Animais vivos são exportados porque pequena parcela de pecuaristas brasileiros deseja lucrar na base da tortura e sofrimento deles, o que é proibido por lei. País perde empregos e arrecadação
O agronegócio propalado como “tech“, “pop” e “tudo” em cadeia nacional no horário nobre da TV é também cruel. Da mesma maneira que afronta os direitos de indígenas, quilombolas e assentados, atenta contra animais indefesos em latas velhas flutuantes que cruzam os oceanos. É a exportação de gado vivo para abate em países como Turquia, Líbano, Egito e Jordânia entre outros.
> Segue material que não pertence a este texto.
PR #7642, opened 2024-06-06
`journald-reader`: mount `/usr` to access `libsystemd` and `python`

linki:
This allows to run `journald-reader` with a minimal/static image.

Requires the latest AMI (>=master-336), so let's merge this after/with the next AMI update.

DO NOT MERGE: AMI update and DaemonSet update have to be executed in two different rollouts.


linki:
👍

linki:
This needs to be rolled out separately from the AMI update otherwise it won't work (journald-reader updates before worker nodes are rolled). Hence this will break when we merge `kube-1.30` with `stable` eventually. Let's just wait until the needed AMI is used in all channels.

mikkeloscar:
:+1:

linki:
👍

PR #7653, opened 2024-06-06
Update default PHC configuration items

RomanZavodskikh:
It is completely safe to do so because the same configuration is already applied to all clusters.


RomanZavodskikh:
:+1:

MustafaSaber:
👍

PR #7662, opened 2024-06-10
Revert "Update skipper version, step 1/2"

RomanZavodskikh:
This reverts commit 7ca2d495f394466dad6322f9ea78603cc7a1eb3a because of skipper pod seems to not work https://github.com/zalando-incubator/kubernetes-on-aws/pull/7655#issuecomment-2157603705 .


RomanZavodskikh:
It seems root cause of the problem may be reverted by this https://github.com/zalando-incubator/kubernetes-on-aws/pull/7663, not by the current one.

PR #7666, opened 2024-06-10
Remove legacy Runtime policy toggle

mikkeloscar:
This config is not used in the admission-controller, so remove it to avoid confusion about the feature being enable or not. It is enabled by node pool by default.


myaser:
👍🏻

mikkeloscar:
:+1:

PR #7670, opened 2024-06-11
Update admission-controller drop runtime policy

mikkeloscar:
Follow up to #7666 

Removes the legacy runtime policy config from admission-controller code.

#7666 must be fully rolled out before merging.


linki:
👍

mikkeloscar:
:+1:

PR #7680, opened 2024-06-11
collect node profile, will be used for enriching metrics on Karpenter

myaser:
collecting the node-profile of a node. from which we can know if the node is karpenter node or CA node.
this can help generating meaningful metrics on how karpenter perform VS CA


mikkeloscar:
:+1:

myaser:
👍🏻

O título eufemista de “maior exportador de gado em pé do mundo“, com mais de 600 mil cabeças vendidas todo ano, infla o orgulho dos ruralistas. No entanto, não esconde a associação direta com os maus tratos a animais que já passaram dias na estrada, espremidos em caminhões, mal alimentados, desidratados e muitas vezes machucados.
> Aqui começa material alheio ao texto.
PR #7683, opened 2024-06-11
Allow readonly and poweruser roles access to configmaps/status

linki:
Not sure if these sub-resources really exist but `kuberay` defines them [here](https://github.com/ray-project/kuberay/blob/40a946a57f9aae943d7deae13a54bb1ec6288621/helm-chart/kuberay-operator/templates/leader_election_role.yaml#L23-L27). This allows `deployment-service` to deploy RBAC permissions that access `configmaps/status` which should be fairly safe.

E que são então colocados em navios cargueiros inadequados, adaptados precariamente para transportar até 25 mil cabeças por viagem. Vale tudo em nome de custos menores e lucros maiores para alguns pecuaristas que não estão preocupados com as condições em que os animais chegarão ao destino – se é que chegarão.
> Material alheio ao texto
PR #7695, opened 2024-06-14
fix ebs-csi-node RBAC for ebs-csi-driver

demonCoder95:
I notice a lot of RBAC errors reported by the `ebs-csi-driver` in many clusters. Example from `teapot`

Em muitos casos, a lotação é de 23 bois dividindo 21 metros quadrados. É como se fossem colocados dentro de uma sala medindo 4,5 metros por 4,5 metros, onde deverão permanecer por pelo menos quinze dias, em meio às fezes e urina que se acumulam devido à dificuldade para limpeza.
Em contato com esses dejetos, têm seus cascos fissurados e enfrentam dolorosos processos inflamatórios, que causam hemorragia e geralmente infecções.
Como não há alternativa, senão defecar e urinar uns sobre os outros, a camada que toma conta do couro altera a regulação térmica corporal, o que aumenta ainda mais o estresse já alto pela falta de descanso.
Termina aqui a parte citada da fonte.